Issue: Missing Generation of `pytorch_model.bin` File During Model Tuning
WilliamYi96 opened this issue · 5 comments
Thank you for sharing your interesting project!
Recently, when I ran bash ./script/llama_prune.sh
, the pruning step worked perfectly fine. However, during the tuning step, although there were no error information, the generated structure only included the following:
- checkpoints-200
- model.safetensors
- optimizer.pt
- rng_state.pth
- scheduler.pt
- trainer_state.json
- training_args.bin
I noticed that the pytorch_model.bin
file was not saved. I haven't modified the code, and I am using PyTorch version 2.1.2+cu121. Could you suggest what the possible reason for this might be?

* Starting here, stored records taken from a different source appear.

PR #559, opened 2024-11-21
Fetch peers p2p

cam-schultz:
## Why this should be merged
Connects to peers over p2p, rather than via the info API. Post Etna, info API nodes are not expected to track peers for all subnets, so we instead need to fetch peers directly from primary network validators, which _do_ track all peers across all L1s. We do this by bootstrapping the network with connections to primary network validators (which _are_ still fetched from the info API), and discovering peers via peer gossip. Peer gossip only tracks peers that correspond to known validators, so we also need to maintain an up-to-date view of the validators of the L1s we wish to connect to (including the primary network).  This change leverages https://github.com/ava-labs/teleporter/pull/641 to confirm that we can connect to L1s with disjoint validator sets from the primary network. 

**Note:** This PR uses a modified version of Avalanchego v1.12.0-fuji that relaxes the outbound peer request handling. Once this change is formalized and included in an Avalanchego release, we will circle back and update the dependency. This workaround is safe because it only impacts outbound messages from the signature aggregator peer.

## How this works
- Create a validator manager and initialize it with the current validators of the primary network and any tracked L1s
  - Periodically update the validator manager with the latest validator sets from the P-Chain API
  - For the signature aggregator service, add new tracked subnets on demand
- Bootstrap the network with primary network validator peers (fetched from the Info API), which will gossip any known validators across all tracked L1s
- There's no need to manually connect to peers anymore, as this is handled automatically via peer gossip

## How this was tested
CI

## How is this documented
N/A


peers/app_request_network.go
```diff
@@ -50,21 +54,21 @@ type AppRequestNetwork interface {
...
 	logger          logging.Logger
-	lock            *sync.Mutex
+	lock            *sync.RWMutex
 	validatorClient *validators.CanonicalValidatorClient
 	metrics         *AppRequestNetworkMetrics
 
-	// Nodes that we should connect to that are not publicly discoverable.
-	// Should only be used for local or custom blockchains where validators are not
-	// publicly discoverable by primary network nodes.
-	manuallyTrackedPeers []info.Peer
```
iansuvak, line 67: 👍 I like removing this from the state while keeping the functionality on `NewNetwork` initialization.

peers/external_handler.go
```diff
@@ -101,7 +101,7 @@ func (h *RelayerExternalHandler) HandleInbound(_ context.Context, inboundMessage
 }
 
 func (h *RelayerExternalHandler) Connected(nodeID ids.NodeID, version *version.Application, subnetID ids.ID) {
-	h.log.Debug(
+	h.log.Info(
```
iansuvak, line 104: (not a blocker) are we keeping this at `Info` level or was this just for testing? I'd prefer having both `Connected` and `Disconnected` events at the same log level in general. I guess we can match them on the metrics side but if diagnosing anything network related it's nice to also know the interval .

tests/basic_relay.go
```diff
@@ -63,15 +64,15 @@ func BasicRelay(network *network.LocalNetwork, teleporter utils.TeleporterTestIn
 	log.Info("Test Relaying from Subnet A to Subnet B")
 
 	log.Info("Starting the relayer")
-	relayerCleanup, readyChan := testUtils.RunRelayerExecutable(
+	relayerCleanup, readyChan /*readyChan*/ := testUtils.RunRelayerExecutable(
```
iansuvak, line 67: might be a dumb question but what's the point of the in-line comment here?

tests/basic_relay.go
```diff
@@ -85,6 +86,8 @@ func BasicRelay(network *network.LocalNetwork, teleporter utils.TeleporterTestIn
 		fundedAddress,
 	)
 
+	time.Sleep(10 * time.Second)
```
iansuvak, line 89: why this custom sleep? `RelayBasicMessage` should be blocking right?

iansuvak (commented):
Generally LGTM

peers/app_request_network.go
```diff
@@ -126,95 +133,155 @@ func NewNetwork(
...
+			zap.Error(err),
+		)
+		return nil, err
 	}
+	pClient := platformvm.NewClient(cfg.GetPChainAPI().BaseURL)
+	numConnected := 0
+	for _, peer := range peers {
+		vdrs, err := pClient.GetCurrentValidators(context.Background(), constants.PrimaryNetworkID, []ids.NodeID{peer.ID})
+		if err != nil {
+			panic(err)
```
geoff-vball, line 159: We should probably return an error here to be consistent with the rest of this function

peers/app_request_network.go
```diff
@@ -126,95 +133,155 @@ func NewNetwork(
...
+		logger.Info(
+			"Manually tracking bootstrap node",
+			zap.String("ID", peer.ID.String()),
+			zap.String("IP", peer.PublicIP.String()),
+		)
+		testNetwork.ManuallyTrack(peer.ID, peer.PublicIP)
+		numConnected++
+		if numConnected >= NumBootstrapNodes {
+			break
+		}
```
geoff-vball, line 174: Should we log something if we exit the `for` loop without connecting to `NumBootstrapNodes`?

config/peer_config.go
```diff
@@ -0,0 +1,44 @@
...
+
+type PeerConfig struct {
+	ID string `mapstructure:"id" json:"id"`
+	IP string `mapstructure:"ip" json:"ip"`
+
+	id ids.NodeID
+	ip netip.AddrPort
+}
+
+func (c *PeerConfig) Validate() error {
```
richardpringle, line 20: Would it be better to have a constructor `newPeerConfig` that does the validation _before_ building the config?

peers/app_request_network.go
```diff
@@ -87,7 +91,7 @@ func NewNetwork(
 	metrics, err := newAppRequestNetworkMetrics(registerer)
 	if err != nil {
 		logger.Fatal("Failed to create app request network metrics", zap.Error(err))
-		panic(err)
+		return nil, err
```
richardpringle, line 94: Should the logger still log a `Fatal` if we're not panicking here anymore?

peers/app_request_network.go
```diff
@@ -126,95 +133,155 @@ func NewNetwork(
...
-// ConnectPeers connects the network to peers with the given nodeIDs.
-// Returns the set of nodeIDs that were successfully connected to.
-func (n *appRequestNetwork) ConnectPeers(nodeIDs set.Set[ids.NodeID]) set.Set[ids.NodeID] {
+func (n *appRequestNetwork) TrackSubnet(subnetID ids.ID) {
+	n.lock.RLock()
+	if n.trackedSubnets.Contains(subnetID) {
+		n.lock.RUnlock()
+		return
+	}
+	n.lock.RUnlock()
```
richardpringle, line 204: Could pop this out into its own method: 
```go
func (n *appRequestNetwork) containsSubnet(subnetID ids.ID) {
    n.lock.RLock()
    defer n.lock.RUnlock()
    
    return n.trackedSubnets.Contains(subnetID)
}
```
Which cleans up the callsite a little 
```go
func (n *appRequestNetwork) TrackSubnet(subnetID ids.ID) {
    if n.containsSubnet(subnetID) {
        return
    }
    
    // ... 
}
```
🤷 

I always worry that someone's going to make a change that'll cause a deadlock. Might border on paranoia though haha 😅

peers/app_request_network.go
```diff
@@ -126,95 +133,155 @@ func NewNetwork(
...
+	numConnected := 0
+	for _, peer := range peers {
+		vdrs, err := pClient.GetCurrentValidators(context.Background(), constants.PrimaryNetworkID, []ids.NodeID{peer.ID})
+		if err != nil {
+			panic(err)
+		}
+		// Only track the peer if it is a primary network validator
+		if len(vdrs) == 0 {
+			continue
+		}
```
geoff-vball, line 164: So we're assuming that if the peer knows of any p-chain validators, it itself is a primary network validator? Shouldn't subnet-only validators know of some p-chain validators because they have to sync the p-chain?

peers/app_request_network.go
```diff
@@ -126,95 +133,155 @@ func NewNetwork(
...
+		n.lock.RUnlock()
+		return
+	}
+	n.lock.RUnlock()
+
 	n.lock.Lock()
 	defer n.lock.Unlock()
+	n.logger.Debug("Tracking subnet", zap.String("subnetID", subnetID.String()))
+	n.trackedSubnets.Add(subnetID)
+	updateValidatorSet(context.Background(), n.logger, subnetID, n.manager, n.validatorClient)
```
richardpringle, line 210: Is it a common pattern to hold the lock outside of the function that performs the update?

peers/app_request_network.go
```diff
@@ -126,95 +133,155 @@ func NewNetwork(
...
+func updateValidatorSet(
+	ctx context.Context,
+	logger logging.Logger,
+	subnetID ids.ID,
+	manager vdrs.Manager,
+	client *validators.CanonicalValidatorClient,
+) error {
+	logger.Debug("Fetching validators for subnet ID", zap.Stringer("subnetID", subnetID))
+
+	// Fetch the primary network validators from the P-Chain
```
geoff-vball, line 238: I think this comment is wrong? We're fetching the validator set for `subnetID`

tests/basic_relay.go
cam-schultz: This was a test artifact. Removed now.

tests/basic_relay.go
cam-schultz: This was a test artifact. Removed now.

peers/external_handler.go
cam-schultz: This was a test artifact. Removed now.

signature-aggregator/aggregator/aggregator.go
```diff
@@ -39,10 +39,10 @@ type blsSignatureBuf [bls.SignatureLen]byte
 
 const (
 	// Number of retries to collect signatures from validators
-	maxRelayerQueryAttempts = 5
+	maxRelayerQueryAttempts = 10
 	// Maximum amount of time to spend waiting (in addition to network round trip time per attempt)
 	// during relayer signature query routine
-	signatureRequestRetryWaitPeriodMs = 10_000
+	signatureRequestRetryWaitPeriodMs = 20_000
```
richardpringle, line 45: Not sure if it's in the description, but why were these values doubled? (Just for my own knowledge)

tests/signature_aggregator_api.go
```diff
@@ -122,110 +118,20 @@ func SignatureAggregatorAPI(network *network.LocalNetwork, teleporter utils.Tele
...
-
-				samples[metricName] = value
-			} else {
-				log.Debug("Ignoring non-metric line", "line", line)
-			}
-		}
+	warpMessage = getWarpMessageFromLog(ctx, receipt, subnetBInfo)
+
+	reqBody = api.AggregateSignatureRequest{
+		Message: "0x" + hex.EncodeToString(warpMessage.Bytes()),
```
richardpringle, line 134: We don't have a helper for prefixing with a `0x`!?

richardpringle (commented):
I think my only real comment of value for you is the `logger.Fatal` comment. Everything else is more of an opportunity for you to inform me 😄

peers/app_request_network.go
geoff-vball: @richardpringle I agree. I think unlocks should always be `defer`'d if possible, so I think putting this in it's own helper is good practice.

peers/app_request_network.go
geoff-vball: Yeah, it might be better to make `updateValidatorSet` a receiver on the `network`? And then we just pass in the `subnetID` to the function.

peers/app_request_network.go
iansuvak: I believe this is just a confirmation that the peer returned by the `infoAPI.Peers` is indeed a primary network validator

peers/app_request_network.go
iansuvak: My personal rule is under 5 lines spanning Lock and non-deferred unlock and no potential errors in between and this passes that test but fine with extracting as well.

peers/app_request_network.go
```diff
@@ -126,95 +133,155 @@ func NewNetwork(
...
+	height, err := client.GetCurrentHeight(ctx)
 	if err != nil {
-		n.logger.Error(
-			"Failed to get peers",
-			zap.Error(err),
-		)
-		return nil
+		return err
+	}
+	validators, err := client.GetValidatorSet(ctx, height, subnetID)
```
iansuvak, line 243: this won't work publicly with a non-"proposed" height though right?

peers/app_request_network.go
```diff
@@ -126,95 +133,155 @@ func NewNetwork(
...
-			n.logger.Error(
-				"Failed to get API Node IP",
-				zap.Error(err),
-			)
-		} else {
-			trackedNodes.Add(apiNodeID)
-			n.network.ManuallyTrack(apiNodeID, apiNodeIPPort)
+	// Add any elements from the new validator set that are not in the manager
+	for _, vdr := range validators {
+		if _, ok := manager.GetValidator(subnetID, vdr.NodeID); !ok {
```
iansuvak, line 267: just confirming but I assume it's okay to never need to update the validators in the managers here manually?

peers/app_request_network.go
iansuvak: yes but from the p-chain

config/peer_config.go
cam-schultz: We do validate at construction time in the top-level config constructor: https://github.com/ava-labs/awm-relayer/blob/main/relayer/config/viper.go#L21

cam-schultz: Not the cleanest pattern, but we have to unmarshal the config and validate it in separate steps regardless, it's just a  question of code organization.

signature-aggregator/aggregator/aggregator.go
cam-schultz: Might not be necessary anymore, but I increased this to account for the increased warm up time when 1) tracking a new subnet or 2) adding/removing validators. With `ValidatorManager` [churn tracking](https://github.com/ava-labs/teleporter/blob/main/contracts/validator-manager/ValidatorManager.sol#L544), the latter case is likely rare, but the former will be common on the signature aggregator side. The current implementation eliminates this warm up latency for the new subnet case, so it's probably safe to reduce this back to the original value.

peers/app_request_network.go
cam-schultz: > I believe this is just a confirmation that the peer returned by the infoAPI.Peers is indeed a primary network validator

Yes, this is the case here. We're using `pClient.GetCurrentValidators` to filter the peers returned by `info.Peers`. We could definitely do this in one rpc call though. Making individual rpc calls for each peer is pretty inefficient.

peers/app_request_network.go
cam-schultz: Not sure I follow. The result of this function call should be that the manager matches the validator set retreived from the P-Chain API.

iansuvak: I might be missing something but I was wondering about the weight change cases. I see the removal and addition cases for validator mismatches between the P-Chain API and the manager but I also see that the manager keeps track of weights, and I don't see the case where they both exist but have different weights (if that's possible)

Weights can change through delegation while the validator is still active so I wasn't sure if there was a need to keep the manager state somehow manually in sync

peers/app_request_network.go
cam-schultz: Addressed

peers/app_request_network.go
cam-schultz: I went ahead and added the helper. I agree that unlocking with `defer` whenever possible is healthy practice.

peers/app_request_network.go
cam-schultz: Moved the lock management inside of `updateValidatorSet` and made it a `network` receiver

tests/signature_aggregator_api.go
cam-schultz: There's some helpers here and there in various dependencies, but nothing immediately available that I'm able to find. We only do this a couple times and then only in tests, so I'm not too concerned.

peers/app_request_network.go
cam-schultz: Updated this to make one call to `GetCurrentValidators`

peers/app_request_network.go
cam-schultz: Good point. I updated this to call `getValidatorsAt(proposed)` under the hood.

peers/app_request_network.go
cam-schultz: The validator manager is used purely for peer discovery, so the weights don't matter here. A validator's weight doesn't affect the way it's gossiped to peers AFAIK.

peers/app_request_network.go
iansuvak: Wait I was wrong here. @geoff-vball is right that the comment is wrong and should match the debug statement above

geoff-vball: Love the thumbs down of your own message 😛

iansuvak (approved):
LGTM, the only outstanding comment I think is @geoff-vball 's about the comment being misleading.

peers/app_request_network.go
```diff
@@ -151,35 +154,43 @@ func NewNetwork(
...
+		} else {
 			logger.Warn(
 				"Failed to connect to enough bootstrap nodes",
 				zap.Int("targetBootstrapNodes", NumBootstrapNodes),
 				zap.Int("numAvailablePeers", len(peers)),
 				zap.Int("connectedBootstrapNodes", numConnected),
 			)
+			if numConnected == 0 {
+				return nil, fmt.Errorf("failed to connect to any bootstrap nodes")
+			}
```
geoff-vball: I'm not convinced the logic here is right. Let's say `NumBootstrapNodes = 2` and `len(vdrs) = 2`, and we're able to connect to one node but not the other. I think we will hit the `else` case here in an infinite loop.

peers/app_request_network.go
```diff
@@ -126,95 +135,171 @@ func NewNetwork(
...
+				"Failed to connect to enough bootstrap nodes",
+				zap.Int("targetBootstrapNodes", NumBootstrapNodes),
+				zap.Int("numAvailablePeers", len(peers)),
+				zap.Int("connectedBootstrapNodes", numConnected),
+			)
+			if numConnected == 0 {
+				return nil, fmt.Errorf("failed to connect to any bootstrap nodes")
+			}
+			break
+		}
```
geoff-vball, line 197: This is pretty nitpicky, but I think the bug you had here not breaking out of the loop probably would have been caught faster if you followed the pattern of checking for error cases first, and then continuing function execution as normal, ex: 

```suggestion
		i, ok := s.Next() 
		if !ok {
			// If we've sampled all the nodes and still haven't connected to the target number of bootstrap nodes,
			// then warn and stop sampling by either returning an error or breaking
			logger.Warn(
				"Failed to connect to enough bootstrap nodes",
				zap.Int("targetBootstrapNodes", NumBootstrapNodes),
				zap.Int("numAvailablePeers", len(peers)),
				zap.Int("connectedBootstrapNodes", numConnected),
			)
			if numConnected == 0 {
				return nil, fmt.Errorf("failed to connect to any bootstrap nodes")
			}
			break
		}
	        if peer, ok := peersMap[vdrs[i].NodeID]; ok {
		        logger.Info(
			        "Manually tracking bootstrap node",
			        zap.Stringer("ID", peer.ID),
			        zap.Stringer("IP", peer.PublicIP),
		        )
		        testNetwork.ManuallyTrack(peer.ID, peer.PublicIP)
		        numConnected++
	        }
```

geoff-vball (approved):
Left 3 comments that are all related to a bug you had in one commit but then subsequently fixed. You're welcome to take the code organization suggestion or just merge as is :)

peers/app_request_network.go
cam-schultz: I like this better - updated now

richardpringle (approved):

iansuvak (approved):

PR #567, opened 2024-11-26
use rpc options when bootstrapping network

cam-schultz:
## Why this should be merged
Fixes a bug introduced in https://github.com/ava-labs/awm-relayer/pull/559 that does not use the configured RPC parameters when calling the P-Chain API on network startup. This causes deployments that utilize API tokens or query parameters to fail to start.

## How this works
Fetches the configured RPC settings before calling the C-Chain client.

## How is this documented


geoff-vball (approved):

iansuvak (approved):
I think I prefer #568 but we can get this out in the meantime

Issue resolved. The reason lies in the newer versions of the transformers
library, where safetensors
has become the default format, replacing pytorch_model.bin
, starting from transformers>=4.33.0
. This issue can be addressed by either downgrading to transformers==4.33.0
using pip install transformers==4.33.0
, or by setting self_serialization=False
in model.save_pretrained()
.
Tracking here: huggingface/transformers#28183
Two updates:
pip install transformers==4.33.0
will lead to the following issue:
AttributeError: 'LlamaTokenizer' object has no attribute 'added_tokens_decoder'. Did you mean: '_added_tokens_decoder'?
- If using the latest transformers and setting
self_serialization=False
, there is still no pytorch_model.bin saved.
This issue still exists.
Issue resolved. The problem is that when constructing the trainer, save_safetensors=False
should be set. Otherwise, the above safe_serialization=False
will not work.
@WilliamYi96 Can we recover pytorch.bin from the safe tensor representation ? I have already run the finetuning on a bigger dataset for some time and want to avoid triggering the learning. or can we resume from the checkpoint and save after running for some steps?